2. Definition of Firm – Navellier & Associates, Inc. is a registered investment adviser established in 1987. Registration does not imply a certain level of skill or training. Navellier & Associates, Inc. manages a variety of equity assets for primarily U.S. and Canadian institutional and retail clients. The firm’s list of composite descriptions as well as information regarding the firm’s policies for valuing investments, calculating performance, and preparing GIPS reports are available upon request.

3. Composite Description – The composite creation date is March 31, 2005. As of October 1, 2019, the Navellier Large Cap Growth strategy was redefined to include both wrap and institutional accounts to more broadly market the strategy. Prior to this date, only wrap accounts were included in the composite. The Large Cap Growth Composite name changed from the Large Cap Growth Wrap Composite to the Large Cap Growth Composite. The Navellier Large Cap Growth Composite includes all discretionary Large Cap Growth equity accounts that are managed with similar objectives for a full month, including those accounts no longer with the firm. The strategy is designed for aggressive investors seeking capital appreciation from well established companies and seeks to achieve the highest possible returns while controlling risk. The strategy invests in U.S. listed securities with market capitalizations greater than $1 billion. At any given time, the strategy may hold up to 15% in American Depositary Receipts (ADRs). Typically, the strategy invests in approximately 40-50 stocks that pass Navellier’s stringent quantitative and fundamental criteria. Performance figures that are net of fees take into account advisory fees, wrap fees, foreign withholding tax and any brokerage fees or commissions that have been deducted from the account. “Pure” gross-of-fees returns do not reflect the deduction of any trading costs, fees, or expenses, and are presented only as supplemental information. Performance results are total returns and include the reinvestment of all income, including dividends. The composite inception date is September 1, 1998. Valuations and returns are computed and stated in U.S. Dollars.

4. Management Fees – The management fee schedule for accounts ranges from 0.30% to 1.25% of assets under management; however, some incentive fee, fixed fee, and fulcrum fee accounts may be included. Fees are negotiable, and not all accounts included in the composite are charged the same rate. Wrap fee schedules are provided by independent wrap sponsors and are available upon request from the respective wrap sponsor. Wrap fees generally range from 100 to 200 basis points and include custody, trading expenses, and other expenses associated with the management of the account. There are zero commissions accounts included in the composite. The client is referred to the firm’s Form ADV Part 2A for a full disclosure of the fee schedule. Net performance is calculated using actual fees.

5. Composite Dispersion – If applicable, the dispersion of annual returns is measured by the standard deviation across asset-weighted portfolio level gross returns represented within the composite for the full year.

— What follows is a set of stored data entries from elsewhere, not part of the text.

PR #12835, opened 2026-07-28
feat: add scoped agent run tokens

voodoohop:
Addresses #12832.

- Adds `POST /v1/agent/run-token` for explicit, user-authorized 30-minute `ag_` bearer credentials.
- Resolves tokens through shared Gen/Enter auth to the live parent key, preserving billing, BYOP attribution, rate limiting, revocation, and budgets.
- Lets callers inherit or narrow parent model access; run tokens cannot mint nested tokens or call community models.
- Uses the existing auth secret with domain separation; adds no table, migration, or secret.
- Covers scope enforcement, expiry bounds, tampering, revocation, model visibility, and Enter `/account/key` media verification.

This PR deliberately does not auto-delegate credentials to community endpoints. Users mint a token and hand it directly to an agent they choose.


voodoohop:
Superseded by #12844, which keeps this PR's core intact: the JOSE token module, the shared gen/enter verification, the mint endpoint, and the no-community-models rule. #12844 adds registering an agent as a community model — a `delegates_generation` flag on the endpoint row, off by default, with the run token delivered as the endpoint's bearer.

Later revisions from here are carried over: `isAgentRunToken` unexported, and `agent_id` documented as a caller-provided audit label rather than a verified identity.

Issue #11127, opened 2026-05-18
Tinybird staging workspace — deferred follow-ups


ElliotEtag:
## Overview
Follow-ups from the session that split off a separate `pollinations_enter_staging` Tinybird workspace. Split is live (staging worker writes there, prod workspace is clean of staging rows, pipe filters removed). These are the items we explicitly deferred.

## Tasks
- [ ] PR-time CI check: `tb deploy --check` against the staging workspace
- [ ] Auto-deploy datafiles to prod workspace on merge to `production` branch
- [ ] Workspace drift check: flag when staging and prod schemas / pipe SQL diverge (read-only prod token, non-blocking warning)
- [ ] Create a `tinybird_sync` token in staging workspace, swap `TINYBIRD_SYNC_TOKEN` in `secrets/staging.vars.json` (today still points at prod)
- [ ] Adopt 3-tier dev workflow: `tb local start` for local dev + `tb test run` fixtures for the busiest pipes
- [ ] Review the staging tier-refill cron (`*/15 * * * *`) — is it useful, or drop it from `[env.staging.triggers]`?
- [ ] Update `.claude/skills/tinybird-deploy/SKILL.md` to document the dual-workspace setup and the "always deploy to both" rule
- [ ] Optional: strip the now-redundant `environment:` field from worker event payloads (column kept in schema, just stops being set)

## Related
- PR with the staging-workspace split: TBD (from `feat/observability-staging-workspace`)

ElliotEtag:
Follow-up findings from staging end-to-end test:

- D1 sync is broken on staging because `TINYBIRD_SYNC_TOKEN` in `secrets/staging.vars.json` was not swapped (still points at prod workspace). Staging worker's `/api/admin/trigger-d1-sync` writes to prod.
- `app_directory` is also empty on staging — the `tinybird-sync-apps.yml` GitHub Action uses a single repo-level `secrets.TINYBIRD_SYNC_TOKEN` pointing at prod. Needs a staging-side variant (new repo secret + parallel workflow, or matrix).
- Net effect on staging: `d1_user`, `d1_apikey`, `d1_session`, `d1_account`, `app_directory` all empty. Pipes that join against them return empty rows. Worker isolation is intact (no pollution back to prod), just no reference data on staging.

Verified working into staging: `stripe_event` (12 rows, live), `tier_event` (9 rows, cron-triggered).

ElliotEtag:
Closing — staging follow-ups no longer tracked as a standalone epic.

PR #12888, opened 2026-07-30
fix: stop counting fallback attempt rows as requests

voodoohop:
Prepares every consumer of `generation_event_v2` for the per-attempt rows that #12819 emits. **Deploy this before #12819 reaches production.**

- Adds `is_attempt_row Bool DEFAULT false` so each consumer picks its own reading: exclude attempts to count requests, or read exactly them to judge whether a model's own upstream works
- Filters the 11 pipes/materializations that count rows; four consumers act on that number unattended — the community monitor deactivates endpoints, Grafana pages, abuse-detection drives ban recommendations, the leaderboard has a request floor
- Fixes `activity_earnings_model_rewards_mv` labelling a rescuer's payout with the model the *caller* asked for, i.e. another owner's listing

6. Benchmark – The primary benchmark for the composite is the Russell 1000® Growth Index. The Russell 1000® Growth Index measures the performance of those Russell 1000 companies with higher price-to-book ratios and higher forecasted growth values. The secondary benchmark for the composite is the S&P 500 Index, which measures the performance of the 500 leading companies in leading industries of the U.S. economy, focuses on the large cap segment of the market, with approximately 75% coverage of U.S. equities. These indices are considered reasonable measures of the performance of the large cap, growth oriented U.S. companies. The returns for the Russell 1000® Growth and S&P 500 indices include the reinvestment of any dividends. The asset mix of large cap growth equity accounts may not be precisely comparable to the presented indices. Presentation of index data does not reflect a belief by the Firm that the Russell 1000® Growth or S&P 500 indices, or any other index, constitutes an investment alternative to any investment strategy presented in these materials or is necessarily comparable to such strategies.

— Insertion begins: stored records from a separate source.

PR #12906, opened 2026-07-30
docs: clarify static browser PKCE clients

q8paradise:
## Summary

- Clarifies that PKCE-enabled static/public browser clients can exchange the authorization code directly, instead of implying every integration needs a server.
- Adds a browser `fetch` example that validates `state`, requires the saved verifier, removes callback parameters, discovers the token endpoint, and reuses the exact registered redirect URI.
- Documents memory-first/session-only token handling and warns against `localStorage`, URLs, analytics, and logs.
- Links both server-backed and browser-only in-repo references.

## Verification

- Confirmed discovery advertises S256 and token authentication method `none`; the live token endpoint's CORS preflight allows browser POSTs.
- Checked `enter.pollinations.ai/src/routes/oauth.ts`, `src/routes/well-known.ts`, `src/index.ts`, `apps/oauth-client-demo`, and `apps/oauth-test`.
- Checked all open PR file overlaps; none covers this static-client guidance.
- Ran `git diff --check`, Node syntax validation for the new snippet, Markdown fence/link checks, directory checks, and an added-line secret scan. No packages, builds, or test suites were run.

## Security

The example fails closed on missing/mismatched state or verifier, removes transient OAuth data, and avoids persistent/callback-URL token exposure.


voodoohop:
Thanks for this — the point that static browser clients can exchange the code themselves was missing from the docs, and the `apps/oauth-test/` link is a good catch.

I pushed a follow-up that trims the example. The curl right above already shows every parameter of the same request, so the browser version only needed to show that it's the same call from `fetch`. I also moved it after the expiry/scopes prose rather than between them, and dropped the discovery fetch since the curl hardcodes that URL three lines up.

Net effect is the same guidance in about a third of the lines. Merging now.

PR #12912, opened 2026-07-31
refactor: share community endpoint error parsing

voodoohop:
- Moves shared OpenAI-style error envelope parsing into the community endpoint utilities.
- Keeps Gen and Enter status prefixes and remapping behavior unchanged.
- Removes duplicate parser implementations so accepted upstream shapes stay in sync.
- Tests: 35 Gen community endpoint tests, 8 Enter endpoint tests, both typechecks, and Biome.


voodoohop:
Superseded by #12946, which keeps the current shared error parser and combines it with the related community endpoint test cleanup.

7. General Disclosure – GIPS® is a registered trademark of CFA Institute. CFA Institute does not endorse or promote this organization, nor does it warrant the accuracy or quality of the content contained herein. The three-year annualized standard deviation measures the variability of the gross composite and the benchmark returns over the preceding 36-month period. Actual results may differ from composite results depending upon the size of the account, custodian related costs, the inception date of the account and other factors. Past performance does not guarantee future results. Investment in equity strategies involves substantial risk and has the potential for partial or complete loss of funds invested. Results presented include reinvestment of all dividends and other earnings. The securities identified and described do not represent all of the securities purchased, sold, or recommended for client accounts. It should not be assumed that any securities recommendations made by Navellier & Associates, Inc. in the future will be profitable or equal the performance of securities made in this report. A list of recommendations made by Navellier & Associates, Inc. for the preceding twelve months is available upon request.

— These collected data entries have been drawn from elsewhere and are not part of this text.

PR #12914, opened 2026-07-31
refactor: remove dead Portkey fallback config

voodoohop:
- Removes the unused Portkey `strategy/targets` header builder left after Airforce routing was reverted in #11870.
- Keeps `fallback_used` observability and the new in-worker per-model fallback path unchanged.
- Drops the obsolete Airforce-specific test while retaining coverage for active single-provider Portkey headers.
- Tests: 47 focused tests, Gen typecheck, and Biome.


voodoohop:
Superseded by #12921

PR #12915, opened 2026-07-31
refactor: share credential query redaction

voodoohop:
- Moves credential query-string redaction into the existing shared observability utility.
- Replaces duplicate logger and realtime implementations with the same canonical credential-name set.
- Expands both paths to cover aliases such as `apikey` and `bearerToken` without changing non-credential query parameters.
- Tests: 32 realtime/error-observability tests, Gen typecheck, and Biome.


voodoohop:
Superseded by #12955, which now contains this branch's full history and ports its credential-alias assertions onto the shared realtime session harness. The combined draft is updated from current main and revalidated.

1. Compliance Statement – Navellier & Associates Inc. claims compliance with the Global investment Performance Standards (GIPS®) and has prepared and presented this report in compliance with the GIPS standards. Navellier & Associates Inc. has been independently verified for the periods January 1, 1995 through December 31, 2020. A firm that claims compliance with the GIPS standards must establish policies and procedures for complying with all the applicable requirements of the GIPS standards. Verification provides assurance on whether the firm’s policies and procedures related to composite and pooled fund maintenance, as well as the calculation, presentation, and distribution of performance, have been designed in compliance with the GIPS standards and have been implemented on a firm-wide basis. The Navellier Power Dividend Composite has had a performance examination for the periods January 1, 2015 through December 31, 2020. The verification and performance examination reports are available upon request.”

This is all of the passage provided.